# [Records shown]

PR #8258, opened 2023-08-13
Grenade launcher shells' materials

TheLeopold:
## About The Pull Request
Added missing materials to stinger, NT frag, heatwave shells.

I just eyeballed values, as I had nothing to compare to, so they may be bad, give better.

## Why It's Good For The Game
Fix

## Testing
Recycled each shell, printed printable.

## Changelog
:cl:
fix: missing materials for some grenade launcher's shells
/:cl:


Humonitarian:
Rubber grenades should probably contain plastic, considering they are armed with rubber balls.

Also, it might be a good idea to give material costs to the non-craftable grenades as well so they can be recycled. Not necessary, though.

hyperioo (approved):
...
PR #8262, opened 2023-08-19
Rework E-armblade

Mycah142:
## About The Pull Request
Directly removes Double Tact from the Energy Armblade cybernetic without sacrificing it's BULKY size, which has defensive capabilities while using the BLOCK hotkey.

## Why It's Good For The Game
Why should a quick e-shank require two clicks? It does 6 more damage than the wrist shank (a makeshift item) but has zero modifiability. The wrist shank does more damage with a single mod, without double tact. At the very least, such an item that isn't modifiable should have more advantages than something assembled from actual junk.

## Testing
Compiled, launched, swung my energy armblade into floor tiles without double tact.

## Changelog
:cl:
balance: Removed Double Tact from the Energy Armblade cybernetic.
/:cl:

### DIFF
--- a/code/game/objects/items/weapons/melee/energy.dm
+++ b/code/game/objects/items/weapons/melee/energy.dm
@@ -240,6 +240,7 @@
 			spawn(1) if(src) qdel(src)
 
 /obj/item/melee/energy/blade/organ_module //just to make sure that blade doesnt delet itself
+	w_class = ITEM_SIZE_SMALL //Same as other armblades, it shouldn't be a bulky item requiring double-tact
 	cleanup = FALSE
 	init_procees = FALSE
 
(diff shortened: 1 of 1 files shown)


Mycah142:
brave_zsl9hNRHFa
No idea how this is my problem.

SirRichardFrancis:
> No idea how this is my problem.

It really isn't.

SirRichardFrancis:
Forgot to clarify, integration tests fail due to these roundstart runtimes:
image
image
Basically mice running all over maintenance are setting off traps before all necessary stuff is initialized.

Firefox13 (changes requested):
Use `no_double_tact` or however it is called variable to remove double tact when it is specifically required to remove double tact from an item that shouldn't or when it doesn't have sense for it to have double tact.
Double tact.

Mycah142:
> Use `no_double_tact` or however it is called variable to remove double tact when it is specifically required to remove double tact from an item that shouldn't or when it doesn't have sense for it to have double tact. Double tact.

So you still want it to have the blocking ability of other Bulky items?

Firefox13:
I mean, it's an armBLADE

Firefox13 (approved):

# [Task brief]
Begin with the line that has "PR #8258, opened 2023-08-13" in the listing above and end after the line that has "I just eyeballed"; output those lines exactly.

# [Reply]
PR #8258, opened 2023-08-13
Grenade launcher shells' materials

TheLeopold:
## About The Pull Request
Added missing materials to stinger, NT frag, heatwave shells.

I just eyeballed values, as I had nothing to compare to, so they may be bad, give better.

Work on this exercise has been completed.